FMP

FMP

ASGN Incorporated (NYSE:ASGN) Financial and Operational Highlights

  • ASGN's financial performance in Q3 2024 includes revenues of $1.031 billion and net income of $47.5 million, with an adjusted EBITDA of $116.9 million.
  • The company repurchased one million shares for $95.6 million, aiming to enhance shareholder value.
  • IT consulting segment is a major revenue contributor, with the commercial segment reporting new bookings of $1.2 billion and the federal government segment securing $1.1 billion in new contract awards.

ASGN Incorporated (NYSE:ASGN) is a leading provider of IT services and solutions, catering to both commercial and government sectors. The company offers a range of services, including IT consulting and staffing solutions. ASGN competes with other major players in the IT services industry, striving to maintain its position through strategic initiatives and financial performance.

On October 25, 2024, Lindstrom Carol, a director at ASGN, sold 1,060 shares of the company's common stock at approximately $93.02 per share. This transaction leaves her with 4,579 shares. The sale comes at a time when ASGN's stock is trading at $92.75, reflecting a 1.19% decrease today, with a trading range between $92.645 and $95.98.

ASGN's financial results for the third quarter of 2024 show revenues of $1.031 billion and a net income of $47.5 million. The adjusted EBITDA, a measure of the company's operating performance, is $116.9 million, which is 11.3% of the revenues. Operating cash flows are strong at $135.8 million, with free cash flow at $127.9 million, indicating healthy financial management.

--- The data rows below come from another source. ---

PR #4374, opened 2023-02-17
ARTEMIS-4174 Listen only to provided connector-host for JMX RMI sockets

mblauth:
With this change applied, artemis now only listens to localhost when passing connector-host as localhost (or leaving it empty, as it is the default) in management.xml.

**Testing done**

I created an instanced and uncommented the "<connector…" line in etc/management.xml:

`  <connector connector-port="1099"/>`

The company has also been active in repurchasing its own shares, buying back approximately one million shares for $95.6 million during the quarter. This move can be seen as a strategy to enhance shareholder value by reducing the number of shares outstanding, potentially increasing earnings per share.

ASGN's IT consulting segment contributes significantly to its revenues, accounting for 57.9% of the total. The commercial segment reported new bookings of $1.2 billion over the past year, with a book-to-bill ratio of 1.1 to 1, indicating strong demand. The federal government segment secured $1.1 billion in new contract awards, with a book-to-bill ratio of 0.9 to 1, as highlighted by the management's comments on stable market demand.